# Mike Ganus videos?



## Kal-El (Oct 10, 2008)

Has anyone here used the Mike Ganus videos? I don't know how many there are, but I've heard many people say that Mike's videos are very informative and helpful.


----------



## [MN]eXist^_^ (Feb 13, 2009)

VitaKingproducts.com, the darkening video has a wealth of info.


----------



## LUCKYT (Jan 17, 2009)

Yes, The only one of his i have Viewed, and it is what i based my Darkening program on.Dave


----------



## SmithFamilyLoft (Nov 22, 2004)

Kal-El said:


> Has anyone here used the Mike Ganus videos? I don't know how many there are, but I've heard many people say that Mike's videos are very informative and helpful.



I have seen them....but as my loft manger says...they are very much the 80's....not really sure what to make of that. Except to look at his hair in those videos, and then look at his hair now.

The last three races that my birds were in, and flying againest birds entered by the famous "Mike Ganus"....well poor Milke and his birds went down in flames.....so I tend to think like my loft manager.

For many beginners, it is a start....but at $50 a pop, at least that was the going rate, that seems high for 20 year old information.


----------



## hillfamilyloft (Jun 22, 2005)

Warren

You need to do a video.

Randy


----------



## SmithFamilyLoft (Nov 22, 2004)

hillfamilyloft said:


> Warren
> 
> You need to do a video.
> 
> Randy


 I might just do that some day, after I have made my fortune in the One Loft Races ! 

Until that time, what good information I have to share, I will do it here, and for "free ". Not going to charge $50 for 20 year old basic information which won't help you beat me.
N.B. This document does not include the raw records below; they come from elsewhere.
PR #54, opened 2020-02-15
Add support for non-YCbCr input to ToI420

lherman-cs:
Resolves https://github.com/pion/mediadevices/issues/46

PR #55, opened 2020-02-15
Add video scaler

### LINKED ISSUE #53: Add video scaling transform
Some scaling kernels are available in `x/image/draw` package.
https://pkg.go.dev/golang.org/x/image/draw?tab=doc#pkg-variables

at-wat:
- Add video scaler transform
- Add scaler to screencast example
- Support size variable encoding of vpx

### Reference issue
Fixes #53


pkg/io/video/scale.go
```diff
@@ -0,0 +1,151 @@
...
+					planes[2].src.Rect.Max.X /= 2
+					planes[2].src.Rect.Max.Y /= 2
+				}
+				// TODO: add option to enable multi threading
+				var wg sync.WaitGroup
+				wg.Add(3)
+				for i, p := range planes {
+					i, p := i, p
+					go func() {
+						scalers[i].Scale(p.dst, p.dst.Rect, p.src, p.src.Rect, draw.Over, nil)
```
at-wat: Scaling Gray image using `x/image/draw` is 10 times slower than RGBA:thinking:

at-wat: Maybe due to Gray->RGBA->Gray color transform?

at-wat: Scaling 1080p to 360p takes:
- YCbCr as 3 `image.Gray`: 60 ms
- YCbCr wrapped by RGBA like image interface: 20ms
- RGBA: 2ms

(`x/image/draw` has optimized implementation only for RGBA to RGBA)

at-wat: 1080p RGBA to I444 is now taking 150ms/frame.
After merging #54, screencast example will scale RGBA image, and transform color of downsampled image. So, the performance will be significantly improved.

examples/screenshare/main.go
```diff
@@ -52,11 +52,10 @@ func main() {
 	s, err := md.GetDisplayMedia(mediadevices.MediaStreamConstraints{
 		Video: func(c *mediadevices.MediaTrackConstraints) {
 			c.CodecName = videoCodecName
-			c.FrameFormat = frame.FormatI444
 			c.Enabled = true
-			c.Width = 640
```
at-wat: Screen adapter is totally passive to the screen size and frame format.

lherman-cs:
This is probably a little bit late. Have you heard about caire project, https://github.com/esimov/caire? It's the same guy who created pigo. The scaling is content-aware.

at-wat:
I just search around the source code of caire, but it looks supporting YCbCr only in `imgToNRGBA` conversion. Any other I/O are NRGBA.

pkg/io/video/scaler_cgo.go
```diff
@@ -0,0 +1,71 @@
...
+
+// List of scaling algorithms
+var (
+	ScalerFastNearestNeighbor = Scaler(&FastNearestNeighbor{})
+)
+
+type FastNearestNeighbor struct {
+}
+
+func (f *FastNearestNeighbor) Scale(dst draw.Image, dr image.Rectangle, src image.Image, sr image.Rectangle, op draw.Op, opts *draw.Options) {
```
at-wat:
```
BenchmarkScale/ApproxBiLinear/1080p/I444-4             	      57	  58631034 ns/op	 3725235 B/op	  921601 allocs/op
BenchmarkScale/ApproxBiLinear/1080p/RGBA-4             	     296	  12010046 ns/op	    6258 B/op	       0 allocs/op
BenchmarkScale/ApproxBiLinear/480p/I444-4              	      57	  58357296 ns/op	 3725244 B/op	  921601 allocs/op
BenchmarkScale/ApproxBiLinear/480p/RGBA-4              	     300	  11671893 ns/op	    6174 B/op	       0 allocs/op
BenchmarkScale/BiLinear/1080p/I444-4                   	      13	 246367621 ns/op	15697491 B/op	 3453844 allocs/op
BenchmarkScale/BiLinear/1080p/RGBA-4                   	      45	  78793023 ns/op	  535641 B/op	       0 allocs/op
BenchmarkScale/BiLinear/480p/I444-4                    	      49	  63338238 ns/op	 3008694 B/op	  690242 allocs/op
BenchmarkScale/BiLinear/480p/RGBA-4                    	     157	  23301369 ns/op	   74981 B/op	       0 allocs/op
BenchmarkScale/FastNearestNeighbor/1080p/I444-4        	     645	   5426510 ns/op	    3430 B/op	       0 allocs/op
BenchmarkScale/FastNearestNeighbor/1080p/RGBA-4        	    2112	   1672352 ns/op	     877 B/op	       0 allocs/op
BenchmarkScale/FastNearestNeighbor/480p/I444-4         	     673	   5189816 ns/op	    3288 B/op	       0 allocs/op
BenchmarkScale/FastNearestNeighbor/480p/RGBA-4         	    2678	   1503768 ns/op	     691 B/op	       0 allocs/op
BenchmarkScale/NearestNeighbor/1080p/I444-4            	     180	  19770705 ns/op	  933903 B/op	  230401 allocs/op
BenchmarkScale/NearestNeighbor/1080p/RGBA-4            	     644	   5476329 ns/op	    2876 B/op	       0 allocs/op
BenchmarkScale/NearestNeighbor/480p/I444-4             	     181	  19865321 ns/op	  933848 B/op	  230401 allocs/op
BenchmarkScale/NearestNeighbor/480p/RGBA-4             	     636	   5347700 ns/op	    2912 B/op	       0 allocs/op
```

lherman-cs: Wow, I love this benchmark

pkg/io/video/scaleycrcb.go
```diff
@@ -0,0 +1,39 @@
...
+}
+
+func (p *rgbLikeYCbCr) Bounds() image.Rectangle {
+	return p.y.Rect
+}
+
+func (p *rgbLikeYCbCr) At(x, y int) color.Color {
+	var yy, cb, cr uint8
+	yy = p.y.GrayAt(x, y).Y
+	if (image.Point{x, y}.In(p.cb.Rect)) {
```
lherman-cs: I think we'll lose some important pixels. It's better to scale down the x and y accordingly for chroma planes. 

Something like,

```
// probably store these in struct instead
x = x * p.y.Dx() / p.cb.Dx()
y = y * p.y.Dy() / p.cb.Dy() 

cb = p.cb.GrayAt(x, y).Y
cr = p.cr.GrayAt(x, y).Y
```
What do you think?

pkg/io/video/scale.go
```diff
@@ -0,0 +1,175 @@
...
+					w := img.Bounds().Dx() * height / img.Bounds().Dy()
+					rect = image.Rect(0, 0, w, height)
+				}
+				cacheScaler(rect, img.Bounds())
+			}
+
+			switch v := img.(type) {
+			case *image.RGBA:
+				rgbaRealloc(v)
+				dst := imgScaled.(*image.RGBA)
```
lherman-cs: Not sure if this is going to happen. But, technically, this can cause a panic if suddenly the stream emits RGBA then later emits YCbCr. What do you think?

pkg/io/video/scale.go
```diff
@@ -0,0 +1,175 @@
...
+	if scaler != nil {
+		scalerCached = scaler
+	}
+	cacheScaler := func(dRect, sRect image.Rectangle) {
+		if kernel, ok := scaler.(interface {
+			NewScaler(int, int, int, int) draw.Scaler
+		}); ok {
+			scalerCached = kernel.NewScaler(dRect.Dx(), dRect.Dy(), sRect.Dx(), sRect.Dy())
+		}
+	}
```
lherman-cs: Rather than checking scaler interface inside of the func, it can be moved outside, and inside the function, it can just be

```
scalerCached = kernel.NewScaler(dRect.Dx(), dRect.Dy(), sRect.Dx(), sRect.Dy())
```

pkg/io/video/scale.go
```diff
@@ -0,0 +1,175 @@
...
+			if imgScaled == nil {
+				if height <= 0 {
+					h := img.Bounds().Dy() * width / img.Bounds().Dx()
+					rect = image.Rect(0, 0, width, h)
+				} else if width <= 0 {
+					w := img.Bounds().Dx() * height / img.Bounds().Dy()
+					rect = image.Rect(0, 0, w, height)
+				}
+				cacheScaler(rect, img.Bounds())
+			}
```
lherman-cs: This might be rare. But, if the image from the reader got resized after the first read, `scalerCached` is no longer valid.

pkg/io/video/scale.go
```diff
@@ -0,0 +1,175 @@
...
+				}
+				scalerCached.Scale(dst, dst.Bounds(), src, src.Bounds(), draw.Src, nil)
+
+				*(imgScaledCopy.(*image.YCbCr)) = *(imgScaled.(*image.YCbCr)) // Clone metadata
+
+			default:
+				return nil, errUnsupportedImageType
+			}
+
+			return imgScaledCopy, nil
```
lherman-cs: I'm curious. Why didn't you return `imgScaled` instead?

at-wat: It's necessary to set metadata each time as the next reader like ToI420 might overwrite it, but it is bit complexed since there are variety of pixel format and sub-sampling. So, I just copy the container (buffer of the slices are shared).

pkg/io/video/scaleycrcb.go
at-wat: It is used to process three gray images (which are the planes of a YCbCr image) at once by one scaling factor, without having overhead of `Gray->RGBA->Gray` color transform in `image/draw`'s Scaler.
(`image.YCbCr` don't have `Set()`, so it can't be directly passed to `Scaler.Scale()`.)
Pixel buffer of `p.cb` and `p.cr` are backended directly by original `YCbCr`'s `Cb`, `Cr` buffer (at [here](https://github.com/pion/mediadevices/pull/55/files#diff-004d7e97caf7d4018cb1de5c46028d98R157-R163)) which actually have smaller size, so all raw pixels in Cb/Cr layers are used.

pkg/io/video/scale.go
at-wat: Right, it and also https://github.com/pion/mediadevices/pull/55/files#r379957449 can happen. 
I'll put format change handling to `rgbaRealloc/ycbcrRealloc`.

at-wat:
Now it handles input image size/format change.

pkg/io/video/scaleycrcb.go
lherman-cs: Right, since Cb/Cr layers are smaller, the if statement will be false if we try to go beyond Cb/Cr sizes but still lower than Y size. 

Let say we have a 16x16 image and a 4:2:2 subsampling, we should be able to say `At(15, 15)` and get the Cb/Cr values at 15,15. But, since the Cb/Cr rectangles are just 16x8, the if statement will be false.

pkg/io/video/scale.go
lherman-cs: Ah I see. If that's the case, then I would not declare `imgScaledCopy`, but just return in the switch case.

So, instead of,

```
*(imgScaledCopy.(*image.RGBA)) = *dst // Clone metadata
```

```
cloned := *dst // Clone metadata
return cloned, nil
```

I think it'll be as performant still, but it's more readable and simpler. What do you think?

pkg/io/video/scaleycrcb.go
at-wat: This image is not handled as YCbCr, but independent 3 Gray images.
For example of 4x4-pixels 4:2:2 image scaled by 1/2 by nearest neighbor,
input image:
```
Y 4x4
1 1 0 0
1 1 0 0
0 0 2 2
0 0 2 2
Cb 4x2
4 4 2 2
4 4 2 2
Cb 4x2
6 6 3 3
6 6 3 3
```
intermediate rgbLikeYCbCr:
```
R 4x4
1 1 0 0
1 1 0 0
0 0 2 2
0 0 2 2
G 4x4
4 4 2 2
4 4 2 2
P P P P // virtually padded, actually out of the capacity
P P P P
B 4x4
6 6 3 3
6 6 3 3
P P P P
P P P P
```
Scaled rgbLikeYCbCr:
```
R 2x2
1 0
0 2
G 2x2
4 2
P P
B 2x2
6 3
P P
```
Reconstructed YCbCr:
```
Y 2x2
1 0
0 2
Cb 2x1
4 2
Cr 2x1
6 3
```

lherman-cs: Ah, I got you. The paddings are not actually there. But, we virtually created them by checking if they're in the boundaries. If not, then we'll just return 0 (padding value).

pkg/io/video/scale.go
at-wat: I think allocation degrades performance a little bit, but looks still acceptable amount.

It could make me a buck or two, but then I just was never interested in that game. 

The last three major One Loft races I have been in, the Flamingo and the Winners Cup...check it out....I beat the guy who sells the $50 videos. Far as I am concerned, I want my competitors to buy those things, it makes me money !


----------



## West (Mar 29, 2009)

Does performance in one loft races that you send your birds for someone else to fly compare to videos that are geared towards your personal race loft management? I'm not defending the Mike Ganus videos though as I've seen none, I have seen a Rick Mardis video though and was impressed.


----------



## SmithFamilyLoft (Nov 22, 2004)

West said:


> Does performance in one loft races that you send your birds for someone else to fly compare to videos that are geared towards your personal race loft management? I'm not defending the Mike Ganus videos though as I've seen none, I have seen a Rick Mardis video though and was impressed.


Good Point....

Then again, when was the last time my good friend Mike actually won a Combine race ?


----------



## hillfamilyloft (Jun 22, 2005)

Warren is feeling a bit cocky tonight.


----------



## [MN]eXist^_^ (Feb 13, 2009)

Correct me if I'm wrong but he owns the most national ace pigeons in the world but haven't won one himself flying in holland yet.
Anyways back to that video it's $75 now! Darkening systems are all the same tweak it urself. Though I remember seeing all his old famous blood in that video don't know if they updated it or not.


----------



## SmithFamilyLoft (Nov 22, 2004)

hillfamilyloft said:


> Warren is feeling a bit cocky tonight.



You are right, I might just regret saying that in the morning......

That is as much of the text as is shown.